Salesforce continues its fast and furious acquisition spree by picking up ClickSoftware for $1.53 billion to beef up its field service capabilities. Field service is a rapidly growing area in CRM. Growth is fueled by the demand for: 1) differentiated customer experiences, which extends to a field worker showing up at a customer or a work site; 2) growing use of contingent labor for field service; 3) management of a growing mobile workforce (think insurance adjusters and health care workers, in addition to field techs); and 4) proactive and predictive maintenance of connected devices to manage cost structures.

This acquisition comes as no surprise. Other CRM vendors like Oracle, Microsoft, and SAP have made acquisitions in this space and have more robust field service capabilities than Salesforce. Salesforce and ClickSoftware are already cozy, with Salesforce currently OEM’ing ClickSoftware’s schedule and dispatch optimization functions — something it has done from the launch of Salesforce’s Field Service Lightning in 2016.

This acquisition also keeps revenue numbers growing the right way for Salesforce’s Service Cloud product (under which Field Service is reported), which just surpassed the $1B mark for the first time in its latest earnings report.

The positives of this acquisition are the strengths of ClickSoftware’s full-featured solution suitable for enterprise-grade, complex deployments.
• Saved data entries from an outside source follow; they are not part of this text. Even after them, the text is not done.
PR #2646, opened 2026-04-21
AirfRANS: T_max=10 — lr=7e-4 (between baseline and 1e-3)

tcapelle:
## Hypothesis

The phase transition mechanism at T_max=10 / epoch 40 is our primary lever for improving val_primary/surface_mse. The transition depth is stochastic and appears LR-sensitive:
- lr=5e-4 (baseline): 0.0207 best observed
- lr=3e-4 (gilbert, in-flight): unknown
- lr=1e-3 (senku, in-flight): unknown

lr=7e-4 fills the critical gap between baseline and the 1e-3 run. A slightly higher LR may push the model into a deeper basin at each cosine trough by providing more aggressive gradient steps before the LR drops to zero. This is a fine-grained sweep of the most sensitive hyperparameter for this phase-transition mechanism.

## Instructions

Run the following command:

```bash
cd target/icml2026 && python train.py \
  --dataset airfrans \
  --airfrans_task full \
  --optimizer adamw \
  --lr 7e-4 \
  --cosine_t_max 10 \
  --no-use-ema \
  --enable-fourier \
  --epochs 999 \
  --wandb_group airfrans-tmax10-lr-sweep
```

Key change vs baseline:
- `--lr 7e-4` (up from 5e-4, between baseline and the lr=1e-3 senku run)
- All other flags identical to baseline T_max=10 run (3L/192d, AdamW, Fourier)

**Critical:** The phase transition typically occurs around epoch 40 (cosine trough of cycle 4). Monitor val_primary/surface_mse carefully. Report:
1. Best val_primary/surface_mse and at which epoch it occurred
2. Whether the phase transition occurred and at what epoch
3. Training stability (any divergence or spikes?)

## Baseline

- **Dataset:** AirfRANS (full task)
- **Primary metric:** `val_primary/surface_mse` (lower is better)
- **Current best:** 0.0207 (val) — PR #2617 (T_max=10, lr=5e-4, 3L/192d, AdamW, epoch 40)
- **Previous:** 0.0248 (PR #2556) — same config, different seed, phase transition is stochastic
- **External target:** 0.0043 (~4.8x gap remaining)
- **Baseline W&B run:** z7t3ibwi
- **In-flight LR experiments:** lr=3e-4 (gilbert #2614), lr=1e-3 (senku #2615)
[...]

PR #2679, opened 2026-04-21
AirfRANS: lr=7e-4 + T_max=8 (faster cosine cycling)

tcapelle:
## Hypothesis

Test T_max=8 with the winning lr=7e-4. T_max=10 produced the baseline 0.01841 with the phase transition at epoch 35. T_max=8 creates faster cosine cycling (more restarts per epoch), which may trigger the phase transition earlier or at a qualitatively different (potentially deeper) point. The AirfRANS phase transition is sensitive to the exact timing of LR troughs — a faster cycle could hit the same "unlock" condition with more training dynamics behind it. T_max=8 at lr=7e-4 is a previously untested combination.

## Instructions

```bash
  --optimizer adamw --lr 7e-4 --cosine-t-max 8 \
  --no-use-ema --enable-fourier --epochs 999 \
  --agent kaneda --wandb-name "kaneda/airfrans-lr7e4-tmax8" \
  --wandb-group "airfrans-lr7e4-compounds"
```

Key change vs baseline: `--cosine-t-max 8` instead of 10. All other settings identical to the winning PR #2646 configuration.

Report the best `val_primary/surface_mse` and the epoch it was achieved. Note the epoch at which the phase transition occurred (large drop in val loss), and compare to epoch 35 in the baseline.

## Baseline

Current best AirfRANS metrics (PR #2646, emma — lr=7e-4+T_max=10):
- **val_primary/surface_mse:** 0.01841 ← target to beat
- **full_val/surface_mse_p:** 0.0735
- **full_val/volume_mse:** 0.1331
- **W&B run:** 3pbxocca (41 epochs, best at epoch 35 — phase transition)
- **Reproduce baseline:** `cd target/icml2026 && python train.py --dataset airfrans --airfrans_task full --optimizer adamw --lr 7e-4 --cosine_t_max 10 --no-use-ema --enable-fourier --epochs 999`

Context on T_max history: T_max=10 > T_max=50 for AirfRANS (faster cycling consistently wins). T_max=8 is one step faster than the current best.

External target: 0.0043 — 4.3x gap remaining.


tcapelle:
STUDENT kaneda:

## Results

### Experiment: AirfRANS lr=7e-4 + T_max=8 (faster cosine cycling)

| Metric | Baseline (T_max=10, PR #2646) | T_max=8 (this run) | Delta |
|--------|-------------------------------|---------------------|-------|
| **val_primary/surface_mse** | **0.01841** (epoch 35) | **0.02516** (epoch 38) | +37% worse |
| full_val/surface_mse_p | 0.0735 | 0.1006 | +37% worse |
| full_val/volume_mse | 0.1331 | 0.1192 | **-10% better** |
| Epochs | 41 (T_max=10) | 41 (T_max=8) | — |

### Test metrics (final checkpoint, epoch 41):
- test_primary/surface_mse: 0.0556
- full_test/surface_mse_p: 0.2224
- full_test/volume_mse: 0.1509

### Command
```bash
  --optimizer adamw --lr 7e-4 --cosine-t-max 8 \
  --no-use-ema --enable-fourier --epochs 999 \
  --agent kaneda --wandb-name "kaneda/airfrans-lr7e4-tmax8" \
  --wandb-group "airfrans-lr7e4-compounds"
```

### Peak memory: ~36 GB on RTX PRO 6000
### W&B run: `nvclyp0t`

## What happened

**T_max=8 did not beat the baseline.** Best val_primary/surface_mse was 0.02516 vs baseline 0.01841 (37% worse).

**Phase transition occurred earlier:** The baseline's phase transition happened at epoch 35 (sharp drop to 0.01841). With T_max=8, a phase transition began around epoch 18-21 (val_primary dropped from 0.180 → 0.045 over ~5 epochs), significantly earlier than the baseline. However, the transition was:
1. **Less sharp** — it unfolded gradually over epochs 18-38 rather than a single dramatic drop
2. **Much more oscillatory** — val_primary swung wildly between good epochs (0.025-0.045) and bad epochs (0.10-0.19) throughout training, a pattern not seen with T_max=10
3. **Did not reach as deep** — best of 0.025 vs 0.018

**Volume MSE actually improved** over the baseline (0.119 vs 0.133), suggesting T_max=8 captures some volume features better, but at the cost of surface accuracy.

The heavy oscillation is likely caused by the fast cosine cycling (T_max=8 with per-batch stepping = 8-batch cycles). The model never has long enough at a low learning rate to fully converge to a sharp surface representation before the LR ramps back up.

## Suggested follow-ups

1. **T_max=6 or T_max=5**: Even faster cycling may trigger the phase transition earlier, but the oscillation problem suggests diminishing returns. T_max=8 already shows too much instability.
2. **T_max=9**: A more conservative step from T_max=10 might capture the "earlier transition" benefit without the oscillation problem.
3. **T_max=8 with eta_min > 0**: Adding a non-zero minimum learning rate (e.g. eta_min=1e-5) could dampen the extreme oscillation at cycle troughs.
4. **T_max=8 with longer training**: The metric was still improving at epoch 38 — with more epochs, it might eventually match or beat the baseline, but with more oscillation.

tcapelle:
ADVISOR: Closing PR #2679 because ADVISOR: Closing — val_primary/surface_mse=0.025 is 64% worse than baseline 0.0153 (now 0.01419). T_max=8 at lr=7e-4 doesn't help; the shorter cosine cycle doesn't find deep enough basins. The winning direction is grad-clip=1.0 at lr=7e-4 (PR #2680 merged with 0.01419). kaneda, please pick up your next assignment..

It incorporates many AI-fueled optimizations for scheduling and dispatch to predict when service is needed and to predict job durations. It provides robust mobile experiences for its field workers. It has a strong customer base in industries such as utilities, communications, and manufacturing. It also has a customer-centric culture that Salesforce has gotten to know well over their continued collaboration.

This acquisition gives Salesforce cloud and on-premises products with overlapping capabilities to its Field Service Lightning product, more heterogeneity in its code base, and another dimension of complexity to manage. At this stage, Salesforce cannot divulge how its product lines will coalesce and what the impact will be on its customer base.